# Exercise goal
If a line below includes the string "just", copy it.
────────────────────
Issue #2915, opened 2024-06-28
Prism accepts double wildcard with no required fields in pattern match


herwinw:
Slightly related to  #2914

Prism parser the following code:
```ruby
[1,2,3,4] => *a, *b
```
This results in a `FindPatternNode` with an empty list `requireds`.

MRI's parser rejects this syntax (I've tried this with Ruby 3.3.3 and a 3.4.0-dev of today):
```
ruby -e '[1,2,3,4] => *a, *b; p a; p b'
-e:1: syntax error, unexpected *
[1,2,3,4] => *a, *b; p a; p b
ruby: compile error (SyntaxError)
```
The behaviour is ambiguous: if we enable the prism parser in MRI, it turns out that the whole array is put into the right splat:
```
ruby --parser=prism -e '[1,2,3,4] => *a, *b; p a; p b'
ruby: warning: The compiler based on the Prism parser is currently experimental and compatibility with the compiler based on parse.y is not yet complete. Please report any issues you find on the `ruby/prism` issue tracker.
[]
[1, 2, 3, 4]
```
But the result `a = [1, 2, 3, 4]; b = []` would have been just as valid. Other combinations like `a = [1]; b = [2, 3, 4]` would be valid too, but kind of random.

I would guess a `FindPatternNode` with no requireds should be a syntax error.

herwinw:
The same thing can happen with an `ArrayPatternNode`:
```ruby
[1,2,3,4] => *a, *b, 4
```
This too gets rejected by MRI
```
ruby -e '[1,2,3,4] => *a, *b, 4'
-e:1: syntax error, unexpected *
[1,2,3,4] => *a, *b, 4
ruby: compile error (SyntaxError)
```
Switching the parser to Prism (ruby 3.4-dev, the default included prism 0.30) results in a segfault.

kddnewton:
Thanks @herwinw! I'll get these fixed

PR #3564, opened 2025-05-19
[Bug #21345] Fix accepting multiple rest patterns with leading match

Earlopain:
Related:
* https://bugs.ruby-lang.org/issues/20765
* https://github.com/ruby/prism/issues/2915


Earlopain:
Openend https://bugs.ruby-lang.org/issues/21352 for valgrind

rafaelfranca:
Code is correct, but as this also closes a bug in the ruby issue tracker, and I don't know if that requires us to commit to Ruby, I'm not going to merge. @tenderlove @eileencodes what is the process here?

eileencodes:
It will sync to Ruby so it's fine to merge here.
────────────────────
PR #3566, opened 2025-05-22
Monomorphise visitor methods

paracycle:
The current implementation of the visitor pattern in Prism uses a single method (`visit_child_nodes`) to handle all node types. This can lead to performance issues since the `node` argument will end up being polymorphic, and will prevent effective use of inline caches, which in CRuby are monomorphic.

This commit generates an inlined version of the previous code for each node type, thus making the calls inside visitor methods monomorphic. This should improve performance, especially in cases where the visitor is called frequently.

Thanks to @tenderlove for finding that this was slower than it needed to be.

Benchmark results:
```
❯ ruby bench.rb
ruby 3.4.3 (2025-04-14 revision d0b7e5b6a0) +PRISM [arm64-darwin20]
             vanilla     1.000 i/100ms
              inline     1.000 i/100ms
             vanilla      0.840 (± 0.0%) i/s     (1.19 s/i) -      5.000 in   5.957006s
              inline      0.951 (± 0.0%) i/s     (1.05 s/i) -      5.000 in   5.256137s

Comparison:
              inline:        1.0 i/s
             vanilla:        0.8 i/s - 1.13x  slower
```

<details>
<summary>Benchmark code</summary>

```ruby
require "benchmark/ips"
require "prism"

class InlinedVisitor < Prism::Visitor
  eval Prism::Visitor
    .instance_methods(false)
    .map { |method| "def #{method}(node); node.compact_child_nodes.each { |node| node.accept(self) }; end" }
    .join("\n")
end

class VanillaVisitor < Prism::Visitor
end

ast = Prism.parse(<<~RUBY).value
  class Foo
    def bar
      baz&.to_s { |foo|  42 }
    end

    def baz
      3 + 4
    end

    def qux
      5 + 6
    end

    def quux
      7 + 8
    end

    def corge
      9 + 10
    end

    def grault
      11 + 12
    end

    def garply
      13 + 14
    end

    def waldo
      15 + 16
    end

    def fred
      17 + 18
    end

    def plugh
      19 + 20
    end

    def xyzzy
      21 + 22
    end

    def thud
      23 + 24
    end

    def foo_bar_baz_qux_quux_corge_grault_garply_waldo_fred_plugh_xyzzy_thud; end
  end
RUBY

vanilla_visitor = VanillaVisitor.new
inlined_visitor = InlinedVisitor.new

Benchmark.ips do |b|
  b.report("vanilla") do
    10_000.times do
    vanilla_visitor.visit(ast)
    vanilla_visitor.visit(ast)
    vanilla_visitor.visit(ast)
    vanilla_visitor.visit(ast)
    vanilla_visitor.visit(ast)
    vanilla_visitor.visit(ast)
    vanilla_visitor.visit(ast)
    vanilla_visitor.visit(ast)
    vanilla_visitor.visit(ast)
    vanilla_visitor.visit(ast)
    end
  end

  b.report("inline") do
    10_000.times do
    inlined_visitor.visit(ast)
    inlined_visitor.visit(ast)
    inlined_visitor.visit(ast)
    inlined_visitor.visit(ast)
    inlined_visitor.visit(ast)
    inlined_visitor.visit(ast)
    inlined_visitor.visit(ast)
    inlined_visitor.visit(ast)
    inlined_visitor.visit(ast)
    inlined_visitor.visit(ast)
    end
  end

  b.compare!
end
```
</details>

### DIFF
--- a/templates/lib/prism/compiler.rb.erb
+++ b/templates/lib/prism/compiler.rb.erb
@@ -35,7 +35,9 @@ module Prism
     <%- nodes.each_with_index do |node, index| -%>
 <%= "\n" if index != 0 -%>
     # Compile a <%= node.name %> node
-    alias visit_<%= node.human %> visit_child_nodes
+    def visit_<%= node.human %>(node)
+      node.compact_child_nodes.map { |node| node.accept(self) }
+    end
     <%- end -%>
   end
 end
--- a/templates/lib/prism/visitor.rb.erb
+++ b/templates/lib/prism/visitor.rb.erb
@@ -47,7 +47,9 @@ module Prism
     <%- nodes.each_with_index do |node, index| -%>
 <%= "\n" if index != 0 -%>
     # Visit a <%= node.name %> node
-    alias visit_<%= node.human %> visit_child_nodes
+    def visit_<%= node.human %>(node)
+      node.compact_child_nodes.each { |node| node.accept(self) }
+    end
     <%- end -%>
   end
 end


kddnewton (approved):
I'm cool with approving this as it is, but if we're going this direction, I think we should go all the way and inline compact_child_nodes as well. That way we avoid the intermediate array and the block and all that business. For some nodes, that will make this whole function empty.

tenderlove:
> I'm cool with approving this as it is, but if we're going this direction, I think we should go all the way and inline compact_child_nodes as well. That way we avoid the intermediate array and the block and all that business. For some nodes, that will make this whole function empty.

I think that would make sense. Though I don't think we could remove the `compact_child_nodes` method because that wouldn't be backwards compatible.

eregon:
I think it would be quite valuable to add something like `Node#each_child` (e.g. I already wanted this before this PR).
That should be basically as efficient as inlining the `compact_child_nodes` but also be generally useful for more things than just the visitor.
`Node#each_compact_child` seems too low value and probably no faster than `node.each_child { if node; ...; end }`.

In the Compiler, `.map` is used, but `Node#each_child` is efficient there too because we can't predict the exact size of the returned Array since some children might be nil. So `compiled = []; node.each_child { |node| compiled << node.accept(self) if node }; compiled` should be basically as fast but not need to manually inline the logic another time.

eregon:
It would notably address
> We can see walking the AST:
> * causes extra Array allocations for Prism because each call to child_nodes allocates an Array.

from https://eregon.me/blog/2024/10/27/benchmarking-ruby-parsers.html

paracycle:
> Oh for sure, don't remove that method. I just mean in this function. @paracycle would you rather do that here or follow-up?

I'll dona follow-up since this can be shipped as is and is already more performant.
────────────────────
# Response
But the result `a = [1, 2, 3, 4]; b = []` would have been just as valid. Other combinations like `a = [1]; b = [2, 3, 4]` would be valid too, but kind of random.
That should be basically as efficient as inlining the `compact_child_nodes` but also be generally useful for more things than just the visitor.
> Oh for sure, don't remove that method. I just mean in this function. @paracycle would you rather do that here or follow-up?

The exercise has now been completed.